We had one major rationale for the IPR route: we felt that by making hardware along commercial lines, it would be easier to arrange interoperability with operators. I am now highly skeptical about this. Interoperability would simply cause operators to view SMOS as a potential competition. It would take a major player 15 minutes to dig up enough patents from its patent thicket to make our life impossible. Whether those patents are relevant is completely irrelevant. The threat is enough.

The implications

I draw a harsh conclusion: any whiff of IPR will cause a humanitarian crisis communications project to crash and burn.

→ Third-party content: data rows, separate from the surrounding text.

PR #4312, opened 2024-03-21
Remove swap slots

pabloalba:
Fixes https://tree.taiga.io/project/penpot/issue/7174

### DIFF
--- a/common/src/app/common/types/container.cljc
+++ b/common/src/app/common/types/container.cljc
@@ -211,20 +211,33 @@
     :else
     (get-instance-root objects (get objects (:parent-id shape)))))
 
+(defn find-component-main
+  "If the shape is a component main instance or is inside one, return that instance"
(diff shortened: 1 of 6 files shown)


common/src/app/common/types/container.cljc
```diff
@@ -211,20 +211,25 @@
...
   (cond
     (or (nil? shape) (cfh/root? shape))
-    false
+    nil
     (nil? (:parent-id shape))  ; This occurs in the root of components v1
-    true
+    shape
     (ctk/main-instance? shape)
-    true
-    (ctk/instance-head? shape)
```
hirunatan, line 224: This function is used from `in-any-component?`, below. And this one in turn is called from several places around the code. I think it's dangerous to change the behavior. Perhaps it's better to add a flag and leave the default behavior as it was before.

PR #4341, opened 2024-04-02
:bug: Fix comment reply menu

AzazelN28:
[Taiga Issue # 7335](https://tree.taiga.io/project/penpot/issue/7335) Comment reply menu is not autoclosing after user opens menu of another reply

On the other hand, proceeding without a thought for IPR is troublesome for funding, since venture capitalists want to recoup their investments within a few years. Without IPR, there is less to recoup.

In the traditional way of thinking, having no IPR protection would be unthinkable because of the competitive issues. However, I believe I have demonstrated above that IPR does not actually give any benefit in this specific technology case.

What to do about this then? I am certainly not saying that crisis communications hardware projects are hopeless. However, it would be wise to pursue such projects with the (perhaps unwritten) attitude that IPR is the enemy.

An open-source approach seems appealing, and has been done successfully with software (for example Sahana). But hardware?  It is only possible to go so far with a “hacker mentality”; if there is a desire to use cellular telecom interfaces, then there is a need to cooperate with commercial providers as a commercial entity.

One of the few ways to actively defend a project of this type against patent trolls is to have a strategy of defensive publishing. In other words, publish all ideas as soon as someone blurts them out, ideally in the form of a permanent Creative Commons-licensed blog. This means that the blog becomes prior art, and the ideas can no longer be patented by anyone.

Other than that? Perhaps the best advice I can give is to look at the material on the SMOS project page, study what we tried to do in SMOS, and then try to not do that.